» EXERCISE GOAL
Your answer should hold all lines of the entries that include the word "with".

[Saved entries]
== Segment start ==

PR #302, opened 2021-12-10
feat: add min required library versions for generated components

alharris-at:
*Issue #, if available:*
https://app.asana.com/0/1201447141707771/1201500361005705/f

*Description of changes:*
Expose a utility class which will provide the CLI metadata on min required dependencies for generated components.


dpilch (approved):
An uncommon case, but should we use a semantic version range so that `@aws-amplify/ui-react@3.0.0` would be invalid?

dpilch (approved):

PR #303, opened 2021-12-10
chore: cherry-pick https://github.com/aws-amplify/amplify-codegen-ui/pull/302 into main

alharris-at:
Cherry-picking so that we can release with the supported version flag on Monday.


dpilch (approved):
When squash and merging make sure you use `feat: add min required ...` so that it will show in our changelog.

PR #307, opened 2021-12-14
feat: make prettier an optional dependency

dpilch:
Move prettier to optional dependency: https://docs.npmjs.com/cli/v8/configuring-npm/package-json#optionaldependencies

If prettier is not installed, do not run `prettier.format` on generated code.

We could also expose an option (something like `formatGeneratedCode`) and throw an error if `formatGeneratedCode` is `true` and prettier is not installed.

### DIFF
--- a/packages/codegen-ui-react/lib/react-studio-template-renderer-helper.ts
+++ b/packages/codegen-ui-react/lib/react-studio-template-renderer-helper.ts
@@ -35,8 +35,6 @@ import ts, {
   createProgram,
 } from 'typescript';
 import { createDefaultMapFromNodeModules, createSystem, createVirtualCompilerHost } from '@typescript/vfs';
-import prettier from 'prettier';
-import parserTypescript from 'prettier/parser-typescript';
 import path from 'path';
 import { ReactRenderConfig, ScriptKind, ScriptTarget, ModuleKind } from './react-render-config';
 
@@ -73,7 +71,7 @@ export function transpile(
       },
     }).outputText;
 
-    const componentText = prettier.format(transpiledCode, { parser: 'typescript', plugins: [parserTypescript] });
+    const componentText = formatCode(transpiledCode);
 
     /*
      * createProgram is less performant than traspileModule and should only be used when necessary.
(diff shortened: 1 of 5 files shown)


dpilch:
Integration test failures appear to be unrelated to this change. I am getting the same error on main.

packages/codegen-ui-react/lib/react-studio-template-renderer-helper.ts
```diff
@@ -186,3 +184,22 @@ export function bindingPropertyUsesHook(
 ): boolean {
   return isDataPropertyBinding(binding) && 'predicate' in binding.bindingProperties;
 }
+
+// optional import prettier
+export function formatCode(code: string): string {
+  let prettier = null;
+  let parserTypescript = null;
```
alharris-at, line 191: You can get rid of the `let's` here if you wrap the return inside your `try` block below, and may clean up the code a bit.

packages/codegen-ui-react/package.json
```diff
@@ -29,13 +29,15 @@
...
     "@aws-amplify/codegen-ui": "1.2.0",
     "@typescript/vfs": "~1.3.5",
-    "prettier": "2.3.2",
     "typescript": "~4.4.4"
   },
   "peerDependencies": {
     "react": "^17.0.2",
     "react-dom": "^17.0.2"
   },
+  "optionalDepdencies": {
```
alharris-at, line 38: Depdencies

packages/codegen-ui-react/lib/react-studio-template-renderer-helper.ts
dpilch: Good idea.

packages/codegen-ui-react/package.json
dpilch: Will fix

alharris-at (approved):

dpilch:
Moving to optional dependencies seems to have broken the combined package lock for cache key generation. I'll look into what is causing the issue.

dpilch:
Seems to actually have been a one-time issue with NPM.

PR #310, opened 2021-12-15
Operator type

dhandsar-aws:
*Issue #, if available:*

*Description of changes:*
Adding strong type for operator to accept only certain operator string values

### DIFF
--- a/packages/codegen-ui/lib/types/studio-types.ts
+++ b/packages/codegen-ui/lib/types/studio-types.ts
@@ -321,13 +321,18 @@ export type ConcatenatedStudioComponentProperty = {
 };
 
 /**
+ * These are the string values accepted by operator
+ */
+export type RelationalOperator = 'eq' | 'ne' | 'le' | 'lt' | 'ge' | 'gt';
+
+/**
  * Component property that represents a conditional expression
  */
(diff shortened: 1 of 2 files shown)


packages/codegen-ui/lib/types/studio-types.ts
```diff
@@ -320,14 +320,19 @@ export type ConcatenatedStudioComponentProperty = {
   concat: StudioComponentProperty[];
 };
 
+/**
+ * These are the string values accepted by operator
+ */
+export type Operator = 'eq' | 'ne' | 'le' | 'lt' | 'ge' | 'gt';
```
alharris-at, line 326: Could you update to a slightly more specific name, like 'ConditionalOperator'

dhandsar-aws: Good point, but to be specific - How about this name `Comparator` ?

alharris-at (approved):

packages/codegen-ui/lib/types/studio-types.ts
dhandsar-aws: Went with `RelationalOperator`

== Segment end ==

» RESULT OF THE TASK
Cherry-picking so that we can release with the supported version flag on Monday.
Seems to actually have been a one-time issue with NPM.
dhandsar-aws: Went with `RelationalOperator`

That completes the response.